Pulmonary Endothelial-Mesenchymal Crosstalk in Hyperactive mTOR Lung Diseases - Project Summary/Abstract
Pulmonary lymphangioleiomyomatosis (LAM) is a rare lung disease caused by inactivating mutations in the
tuberous sclerosis complex (TSC1/TSC2) gene which results in constitutive activation of the mechanistic target
of rapamycin (mTOR) pathway. LAM manifests with diffuse parenchymal cysts complicated by secondary
spontaneous pneumothorax, chylous pleural effusions and renal angiomyolipoma. In addition, a subset of LAM
patients also develops pulmonary vascular remodeling and pulmonary hypertension. More recently, mTOR has
been implicated in other proliferative pulmonary diseases including chronic obstructive lung disease (COPD),
idiopathic pulmonary fibrosis (IPF) and pulmonary arterial hypertension (PAH). Despite the growing importance
of mTOR activation in pulmonary diseases, the effects of mTOR hyperactivation on pulmonary cells remains
incompletely understood.
To study the effects of mTOR activation on pulmonary vascular remodeling, I will utilize a novel mouse
model with tsc2 deletion as well as single cell RNA sequencing of human LAM lungs. I have found pulmonary
vascular remodeling in the tsc2-null mice that mirrors histopathological findings in human LAM. Moreover, our
lab recently found that LAM cells hijack the lung transcriptome leading to WNT pathway upregulation in the LAM
lung. This proposal will examine how WNT activation in mTOR hyperactivated lungs contributes to pulmonary
vascular remodeling with transgenic mice created by the cross of our novel tsc2-null (mTOR activated) mouse
with Ctnnb1 (β-catenin) WNT pathway-activated mouse lines.
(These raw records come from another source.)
PR #10427, opened 2024-01-24
feat(Backend + SDK): Update kfp backend and kubernetes sdk to support ImagePullSecrets

JosepSampe:
**Description of your changes:**
Update kfp backend and kubernetes sdk to support image pull secrets.

Part of https://github.com/kubeflow/pipelines/issues/10262
To be rebased and update go.mod after https://github.com/kubeflow/pipelines/pull/10410

**Checklist:**
- [x] The title for your pull request (PR) should follow our title convention. [Learn more about the pull request title convention used in this repository](https://github.com/kubeflow/pipelines/blob/master/CONTRIBUTING.md#pull-request-title-convention).

Issue #4454, opened 2020-09-02
Change adding V1Toleration, V1Affinity pattern in the container


subodh101:
What?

This project will expand my training to include key methods and concepts in cellular crosstalk and signaling.
My training will comprise of individualized mentorship, coursework/workshops in flow cytometry, training in
bioinformatics and animal models. My training will take place under the sponsorship of Dr. Vera Krymskaya, a
leader in LAM research. The Krymskaya lab was the first to establish human LAM cell cultures to demonstrate
efficacy of rapamycin for inhibition of mTORC1 and abrogating LAM cell growth. This work will be conducted at
the University of Pennsylvania, a world-class research institution with a rich intellectual environment,
collaborative investigators and extensive resources for the pursuit of biomedical research. Together, the
research and training plans proposed herein will facilitate a better understanding of the pulmonary
microenvironment and endothelial-mesenchymal crosstalk while preparing me for my future career as an
independent investigator in the field of pulmonary biology.